I should have mentioned that I am planning to use nextclade dataset list --search, and would like to keep only the resulting datasets that include at least some dataset annotations. So for example if my user’s search term is “influenza” and I run nextclade dataset list --search flu then I would want to include most of the resulting datasets, but not nextstrain/flu/h3n2/pb1 and other QC-only datasets. I could download 27 datasets and inspect the tree.json in each one – but I might just take my chances with the JSON output (or perhaps index.json, thanks for the pointer). :slight_smile:

(I’m interested in only the datasets that have clade annotations, and only the clade output columns, because I’m developing a tool intended to make it as easy as possible to build an UShER tree for any virus that has genomes in GenBank/INSDC and at least one RefSeq sequence. So if the user types “dengue” then I search for that in NCBI taxonomy, then use the taxonomy ID to search for RefSeqs and GenBank genomes, then align GenBank genomes to the selected RefSeq using nextclade of course, then build a tree. I’d like to also search for Nextclade datasets that could be used to annotate clades/lineages/etc.)

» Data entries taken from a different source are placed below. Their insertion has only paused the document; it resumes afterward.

PR #214, opened 2024-12-19
feat(fab): add global floating button

debsmita1:

**Resolves:**
https://issues.redhat.com/browse/RHIDP-5298

**GIF:**

https://github.com/user-attachments/assets/afc6c64e-7928-4cb7-9a07-d7c42a6c09d2

**TODO:**
_Add more position options for the floating button_


workspaces/global-floating-action-button/.changeset/sweet-clocks-move.md
```diff
@@ -0,0 +1,5 @@
+---
+'@red-hat-developer-hub/backstage-plugin-global-floating-action-button': major
```
christoph-jerolimov, line 2: I would start with a patch release 0.0.1 until we're comfortable. I expect that we will have more then just this PR to have it ready.

workspaces/global-floating-action-button/packages/app/package.json
```diff
@@ -0,0 +1,83 @@
...
+    "@backstage/plugin-techdocs": "^1.11.0",
+    "@backstage/plugin-techdocs-module-addons-contrib": "^1.1.16",
+    "@backstage/plugin-techdocs-react": "^1.2.9",
+    "@backstage/plugin-user-settings": "^0.8.14",
+    "@backstage/theme": "^0.6.0",
+    "@mui/icons-material": "5.15.17",
+    "@mui/lab": "5.0.0-alpha.173",
+    "@mui/material": "5.15.17",
+    "@mui/styles": "5.16.7",
+    "@red-hat-developer-hub/backstage-plugin-global-floating-action-button": "^0.1.0",
```
christoph-jerolimov, line 49: This should be workspace dependency so that it doesn't use the released package from npm:

```suggestion
    "@red-hat-developer-hub/backstage-plugin-global-floating-action-button": "workspace:^",
```

workspaces/global-floating-action-button/packages/app/src/components/Root/Root.tsx
```diff
@@ -0,0 +1,149 @@
...
+    </div>
+  );
+};
+
+export const Root = ({ children }: PropsWithChildren<{}>) => {
+  const { state, toggleModal } = useSearchModal();
+
+  return (
+    <SidebarPage>
+      <GlobalFloatingButton
```
christoph-jerolimov, line 85: :partying_face:

workspaces/global-floating-action-button/plugins/global-floating-action-button/package.json
```diff
@@ -0,0 +1,83 @@
+{
+  "name": "@red-hat-developer-hub/backstage-plugin-global-floating-action-button",
+  "version": "0.1.0",
```
christoph-jerolimov, line 3: To start with 0.0.1 you must change this to 0.0.0 :)

workspaces/global-floating-action-button/plugins/global-floating-action-button/package.json
```diff
@@ -0,0 +1,83 @@
...
+    "prettier:fix": "prettier --ignore-unknown --write .",
+    "ui-test": "start-server-and-test start localhost:3000 'playwright test'"
+  },
+  "dependencies": {
+    "@backstage/core-components": "^0.15.1",
+    "@backstage/core-plugin-api": "^1.10.0",
+    "@backstage/theme": "^0.6.0",
+    "@material-ui/core": "^4.12.2",
+    "@material-ui/icons": "^4.9.1",
+    "@material-ui/lab": "4.0.0-alpha.61",
```
christoph-jerolimov, line 41: Do we use some of this dependencies? If possible it would be great if we can use MUI v5 only?

workspaces/global-floating-action-button/plugins/global-floating-action-button/src/components/FloatingButton.tsx
```diff
@@ -0,0 +1,197 @@
...
+import * as React from 'react';
+import classnames from 'classnames';
+import Fab from '@mui/material/Fab';
+import { makeStyles, Typography } from '@material-ui/core';
+import { useTheme } from '@mui/material/styles';
+import CloseIcon from '@mui/icons-material/Close';
+import Tooltip from '@mui/material/Tooltip';
+import Slide from '@mui/material/Slide';
+
+type FloatingButtonAction = {
```
christoph-jerolimov, line 28: Should this be a `FloatingActionButton`? :)

And I think we should export this and if you agree move it to `src/types.ts`? Wdyt?

workspaces/global-floating-action-button/plugins/global-floating-action-button/src/components/FloatingButton.tsx
```diff
@@ -0,0 +1,197 @@
...
+    | 'primary'
+    | 'secondary'
+    | 'success'
+    | 'warning'
+    | string;
+  onClick?: React.MouseEventHandler;
+  url?: string;
+  label?: string | React.ReactNode;
+  toolTip?: string;
+  actions?: FloatingButtonAction[];
```
christoph-jerolimov, line 48: Is this a recursion? Could we handle this only in this package without exporting this.

workspaces/global-floating-action-button/plugins/global-floating-action-button/src/components/FloatingButton.tsx
```diff
@@ -0,0 +1,197 @@
...
+
+const fab = (
+  icon: React.ReactElement,
+  size: 'small' | 'medium' | 'large' | string,
+  color?: any,
+  label?: string | React.ReactNode,
+  onClick?: any,
+  url?: string,
+  tooltip?: string,
+) => {
```
christoph-jerolimov, line 69: Feels like a component, but isn't one. Couldn't yo convert this to a component where a FAB (your FAB type) is a prop?

workspaces/global-floating-action-button/plugins/global-floating-action-button/src/components/FloatingButton.tsx
```diff
@@ -0,0 +1,197 @@
...
+  return (
+    <Tooltip title={tooltip} placement="left">
+      <div>
+        <Fab
+          id="add"
```
christoph-jerolimov, line 74: Is id required?

workspaces/global-floating-action-button/plugins/global-floating-action-button/src/components/FloatingButton.tsx
```diff
@@ -0,0 +1,197 @@
...
+          variant={label ? 'extended' : 'circular'}
+          size={(size as any) || 'medium'}
+          color={(color as any) || 'default'}
+          aria-label="add"
```
christoph-jerolimov, line 78: Maybe we should make the label mandatory for the a11y label and then add another FAB option `showLabel: boolean` which is false by default? Wdyt?

workspaces/global-floating-action-button/plugins/global-floating-action-button/src/plugin.ts
```diff
@@ -0,0 +1,54 @@
...
+import {
+  createComponentExtension,
+  createPlugin,
+  createRoutableExtension,
+} from '@backstage/core-plugin-api';
+import { createRouteRef } from '@backstage/core-plugin-api';
+
+const testRouteRef = createRouteRef({
+  id: 'test-global-floating-action-button',
+});
```
christoph-jerolimov, line 25: Similar to header, I guess we can live without any route

christoph-jerolimov (changes requested):
That's a great start!! Thanks.

Of course, this initial PR must not be perfect and I saw it's still WIP.

I added some feedback anyway. Feel free to pick what makes sense to you as well or let us discuss that next year.

You can merge in the meantime of course, but please don't release a 1.0.0 so early.

workspaces/global-floating-action-button/plugins/global-floating-action-button/src/plugin.ts
debsmita1: I created this Route for the test environment, the floating button plugin has no route

workspaces/global-floating-action-button/plugins/global-floating-action-button/src/components/FloatingButton.tsx
```diff
@@ -0,0 +1,158 @@
...
+              return (
+                <FAB
+                  icon={fb.icon}
+                  size={fb.size || 'medium'}
+                  color={fb.color}
+                  label={fb.label}
+                  onClick={fb.onClick}
+                  url={fb.url}
+                  tooltip={fb.toolTip}
+                  showLabel={fb.showLabel}
```
christoph-jerolimov, line 149: Here as well. I think it will be cleaner if you pass one prop fab or action=fb.

I'm think calling everything FAB is confusing. That's why I bring up action here.

workspaces/global-floating-action-button/plugins/global-floating-action-button/src/types.ts
```diff
@@ -0,0 +1,49 @@
...
+ * distributed under the License is distributed on an "AS IS" BASIS,
+ * WITHOUT WARRANTIES OR CONDITIONS OF ANY KIND, either express or implied.
+ * See the License for the specific language governing permissions and
+ * limitations under the License.
+ */
+
+export enum Position {
+  bottomRight = 'bottomRight',
+  bottomCenter = 'bottomCenter',
+}
```
christoph-jerolimov, line 20: I know that's now really opinionated, and I don't know if we have any rule for that, so I checked in backstage code and found less enums then expected. But at least this two:

https://github.com/backstage/backstage/blob/6b92433d5e68bc57174ed9c6546d085639f82dee/plugins/scaffolder-backend-module-gitlab/report.api.md?plain=1#L266-L284

https://github.com/backstage/backstage/blob/6b92433d5e68bc57174ed9c6546d085639f82dee/plugins/catalog-graph/src/components/EntityRelationsGraph/types.ts#L110-L127

So I would suggest at least uppercase KEYS and - or _ as delimiter for the values. I'm thinking how to define that in YAML later.

```suggestion
export enum Position {
  BOTTOM_RIGHT = 'bottom-right',
  BOTTOM_CENTER = 'bottom-center',
}
```

Btw. I would call slot and "page end instead of right to support (somewhere in the future) RTL.

```suggestion
export enum Slot {
  PAGE_END = 'page-end',
  BOTTOM_CENTER = 'bottom-center',
}
```

But that's all just loud thinking. :D

workspaces/global-floating-action-button/plugins/global-floating-action-button/src/types.ts
```diff
@@ -0,0 +1,49 @@
...
+
+export type FloatingActionButtonWithPositions = Record<
+  Position | string,
+  FloatingActionButton[]
+>;
```
christoph-jerolimov, line 25: That's an internal type I would just define in the component (props) that needs this.

workspaces/global-floating-action-button/plugins/global-floating-action-button/src/types.ts
```diff
@@ -0,0 +1,49 @@
...
+
+export type FloatingActionButton = {
+  label: string;
+  showLabel?: boolean;
+  icon: React.ReactElement;
```
christoph-jerolimov, line 30: As mentioned above, we should allow a string here as well. Just here again to see that it's also resolved here. I think we can make it optional? There should be at least a label then. So render the label when `showLabel || !icon` ;-)

```suggestion
  icon?: string | React.ReactElement;
```

workspaces/global-floating-action-button/plugins/global-floating-action-button/src/types.ts
```diff
@@ -0,0 +1,49 @@
...
+    | 'error'
+    | 'info'
+    | 'inherit'
+    | 'primary'
+    | 'secondary'
+    | 'success'
+    | 'warning'
+    | string;
+  onClick?: React.MouseEventHandler;
+  url?: string;
```
christoph-jerolimov, line 44: We should also support links within the backstage instance like `/settings`. That's why I would suggest `to` here.

The Backstage `Link` component for example automatically detects external links and open them in a new page.

See also: https://github.com/backstage/backstage/blob/master/packages/core-components/src/components/Link/Link.tsx

workspaces/global-floating-action-button/plugins/global-floating-action-button/src/utils.test.tsx
```diff
@@ -0,0 +1,180 @@
...
+    url: 'https://github.com/xyz',
+    priority: 200,
+    excludeOnPaths: ['/test-pathname'],
+  },
+];
+
+describe('Global floating action button utils', () => {
+  it('should sort actions based on priority', () => {
+    const buttons = sortButtonsWithPriority(floatingButtons);
+    expect(buttons).toEqual([
```
christoph-jerolimov, line 64: Utils are easy to test, that's nice :partying_face:

workspaces/global-floating-action-button/plugins/global-floating-action-button/src/utils.test.tsx
```diff
@@ -0,0 +1,180 @@
...
+import {
+  evaluateFloatingButtonsWithPositions,
+  filterAndSortButtons,
+  sortButtonsWithPriority,
+} from './utils';
+
+const floatingButtons = [
+  {
+    color: 'success',
+    icon: <>Some Icon</>,
```
christoph-jerolimov, line 26: If you allow the string, you can rename this file to utils.test.ts and remove the React dependency. :)

christoph-jerolimov (changes requested):
I know, a lot of small comments and asks again. But also again, it looks really good so far and it's a big step forward since yesterday! There is no reason to rush, and I know some of these points are maybe already on your list. Dropped my thoughts here anyway:

workspaces/global-floating-action-button/packages/app/knip-report.md
```diff
@@ -0,0 +1,20 @@
+# Knip report
+
+## Unused dependencies (5)
+
+| Name                                                                  | Location     | Severity |
+| :-------------------------------------------------------------------- | :----------- | :------- |
+| @red-hat-developer-hub/backstage-plugin-global-floating-action-button | package.json | error    |
```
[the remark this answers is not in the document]
debsmita1: yes, I checked this is present in the knip report of the other plugins as well

workspaces/global-floating-action-button/plugins/global-floating-action-button/dev/index.tsx
```diff
@@ -0,0 +1,30 @@
...
+ * distributed under the License is distributed on an "AS IS" BASIS,
+ * WITHOUT WARRANTIES OR CONDITIONS OF ANY KIND, either express or implied.
+ * See the License for the specific language governing permissions and
+ * limitations under the License.
+ */
+import React from 'react';
+import { createDevApp } from '@backstage/dev-utils';
+import {
+  globalFloatingActionButtonPlugin,
+  TestFloatingActionButtonPage,
```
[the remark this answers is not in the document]
debsmita1: The ExampleComponent page can be scrolled and has cards in it

workspaces/global-floating-action-button/plugins/global-floating-action-button/src/types.ts
debsmita1: I am using this as a return type of a util that evaluates all the buttons according to their positions

workspaces/global-floating-action-button/plugins/global-floating-action-button/src/types.ts
debsmita1: @christoph-jerolimov  I was under the impression that the  icon is mandatory, if the user wants to show a label they can do so and that will appear next to the icon

workspaces/global-floating-action-button/plugins/global-floating-action-button/package.json
```diff
@@ -0,0 +1,73 @@
...
+  },
+  "keywords": [
+    "lifecycle:active",
+    "backstage",
+    "plugin"
+  ],
+  "homepage": "https://red.ht/rhdh",
+  "bugs": "https://github.com/redhat-developer/rhdh-plugins/issues",
+  "maintainers": [
+    "@rm3l"
```
christoph-jerolimov, line 70: Feel free to add yourself here ;)

workspaces/global-floating-action-button/plugins/global-floating-action-button/src/components/FloatingButtons.tsx
```diff
@@ -0,0 +1,39 @@
...
+  floatingButtons: FloatingActionButton[];
+}) => {
+  const floatingButtonMap =
+    evaluateFloatingButtonsWithPositions(floatingButtons);
+
+  return (
+    <>
+      {Object.keys(floatingButtonMap).map(fb => (
+        <FloatingButton
+          position={fb as Slot}
```
christoph-jerolimov, line 33: Hmmmm, see issue is that Object.keys returns a list of strings, not a list of Slots here.

I'm a big fan of Record, but maybe it's worth to change the `FloatingActionButtonWithPositions` type here to an array so that it's easier to handle this in the React world:

```tsx
export type FloatingActionButtonWithPositions = Array<{
  slot: Slot,
  actionButtons: FloatingActionButton[],
}>;
```

I'm not sure because this makes the util more "complex" and you might also need to use the slot as key here.

Btw, the key is missed here anyway.

workspaces/global-floating-action-button/plugins/global-floating-action-button/src/index.ts
```diff
@@ -0,0 +1,19 @@
...
+ * Unless required by applicable law or agreed to in writing, software
+ * distributed under the License is distributed on an "AS IS" BASIS,
+ * WITHOUT WARRANTIES OR CONDITIONS OF ANY KIND, either express or implied.
+ * See the License for the specific language governing permissions and
+ * limitations under the License.
+ */
+export {
+  GlobalFloatingButton,
+  globalFloatingActionButtonPlugin,
+} from './plugin';
```
christoph-jerolimov, line 19: I guess you can savely export everything from the plugin and also the types:

```suggestion
export * from './plugin';
export * from './types';
```

workspaces/global-floating-action-button/plugins/global-floating-action-button/src/plugin.ts
```diff
@@ -0,0 +1,36 @@
...
+ * @public
+ * Floating Button Plugin
+ */
+export const GlobalFloatingButton = globalFloatingActionButtonPlugin.provide(
+  createComponentExtension({
+    name: 'GlobalFloatingButton',
+    component: {
+      lazy: () => import('./components').then(m => m.FloatingButtons),
+    },
+  }),
```
christoph-jerolimov, line 35: I think you should eighter rename the export or the file here. So that both matches. This makes it much easier in the future to understand the plugin.

Also, please use the full path of that component in the import('...') statement so allow the build process build smaller build artifacts / chunks.

workspaces/global-floating-action-button/plugins/global-floating-action-button/src/types.ts
```diff
@@ -0,0 +1,50 @@
...
+  Slot | string,
+  FloatingActionButton[]
+>;
+
+export type FlexDirection = 'row' | 'row-reverse' | 'column' | 'column-reverse';
+
+export type FloatingActionButton = {
+  label: string;
+  showLabel?: boolean;
+  icon: string | React.ReactElement;
```
christoph-jerolimov, line 32: As mentioned before, I recommend to make the icon optional:

```suggestion
  icon?: string | React.ReactElement;
```

workspaces/global-floating-action-button/plugins/global-floating-action-button/src/utils.ts
```diff
@@ -0,0 +1,73 @@
...
+    return 0;
+  });
+};
+
+export const filterAndSortButtons = (
+  floatingButtons: FloatingActionButton[],
+  pathname: string,
+) => {
+  const sortedButtons = sortButtonsWithPriority(floatingButtons);
+  return sortedButtons.filter(fb => {
```
christoph-jerolimov, line 61: Just a nit and I'm sure you can't measure it with our 3 floating buttons. But I would always first filter and then sort elements to reduce the number of sorting elements. :man_shrugging:

christoph-jerolimov (changes requested):
Some small nits:

workspaces/global-floating-action-button/plugins/global-floating-action-button/src/types.ts
christoph-jerolimov: Got that. You will notice that when you export all the types from types.ts, that this is a type you might want move the the util, otherwise it will be visible for all plugin users. Which is also okay I think... Keep it where it is. I mark this as resolved. :)

workspaces/global-floating-action-button/plugins/global-floating-action-button/src/types.ts
christoph-jerolimov: I think less is more and in this case this means: It's easier for an admin to a (temporary) FAB without an icon then thinking on "where I get this icon from".

workspaces/global-floating-action-button/plugins/global-floating-action-button/src/components/FAB.tsx
```diff
@@ -0,0 +1,111 @@
...
+        <Slide
+          container={ref}
+          easing={{
+            enter: theme.transitions.easing.easeOut,
+            exit: theme.transitions.easing.sharp,
+          }}
+        >
+          <>
+            {fabs?.map(fb => {
+              return <FAB actionButton={fb} size="medium" key={fb.label} />;
```
christoph-jerolimov, line 104: Please add a key for react

workspaces/global-floating-action-button/plugins/global-floating-action-button/src/components/FloatingButton.tsx
```diff
@@ -0,0 +1,95 @@
...
+  },
+  'page-end': {
+    bottom: '60px',
+    right: '60px',
+  },
+  'bottom-center': {
+    bottom: '60px',
+    left: '50%',
+  },
+}));
```
christoph-jerolimov, line 42: You could use the theme, like:

```suggestion
const useStyles = makeStyles((theme) => ({
  button: {
    zIndex: 200,
    display: 'flex',
    position: 'fixed',
    maxWidth: '150px',
    gap: '10px',
  },
  'page-end': {
    bottom: theme.spacing(4),
    right: theme.spacing(4),
  },
  'bottom-center': {
    bottom: theme.spacing(4),
    left: '50%',
  },
}));
```

workspaces/global-floating-action-button/plugins/global-floating-action-button/src/components/FAB.tsx
```diff
@@ -0,0 +1,111 @@
...
+          {...(newWindow ? { target: '_blank', rel: 'noopener' } : {})}
+          variant={actionButton.showLabel ? 'extended' : 'circular'}
+          size={size || actionButton.size || 'medium'}
+          color={actionButton.color || 'default'}
+          aria-label={actionButton.label}
+          onClick={actionButton.onClick}
+          href={actionButton.to}
+        >
+          <FabIcon icon={actionButton.icon as string} />
+          {actionButton.showLabel && (
```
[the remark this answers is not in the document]
debsmita1: Done
Screenshot 2025-01-03 at 6 51 26 PM

workspaces/global-floating-action-button/plugins/global-floating-action-button/src/components/FAB.tsx
```diff
@@ -0,0 +1,111 @@
...
+          size="medium"
+          color="default"
+          onClick={handleClick}
+          aria-label="Menu"
+          variant="circular"
+        >
+          {isMenuOpen ? <CloseIcon /> : <MenuIcon />}
+        </Fab>
+      </Tooltip>
+      {isMenuOpen && (
```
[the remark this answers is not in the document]
debsmita1: I will address this issue in this ticket https://issues.redhat.com/browse/RHIDP-5398

christoph-jerolimov (approved):
Thanks @debsmita1!

This lgtm!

I am indeed using all columns and, in the latest code, picking them up on the fly. Because datasets can change after the Galaxy tool is published, I cannot make use of --output-columns-selection because the list of columns to select from might be out of sync with what is in the dataset. That said, perhaps a “minimal set” would be a useful thing to support.

BTW just mentioning again that there are two flu datasets with the same description. I’ll raise that as an issue on the datasets repo.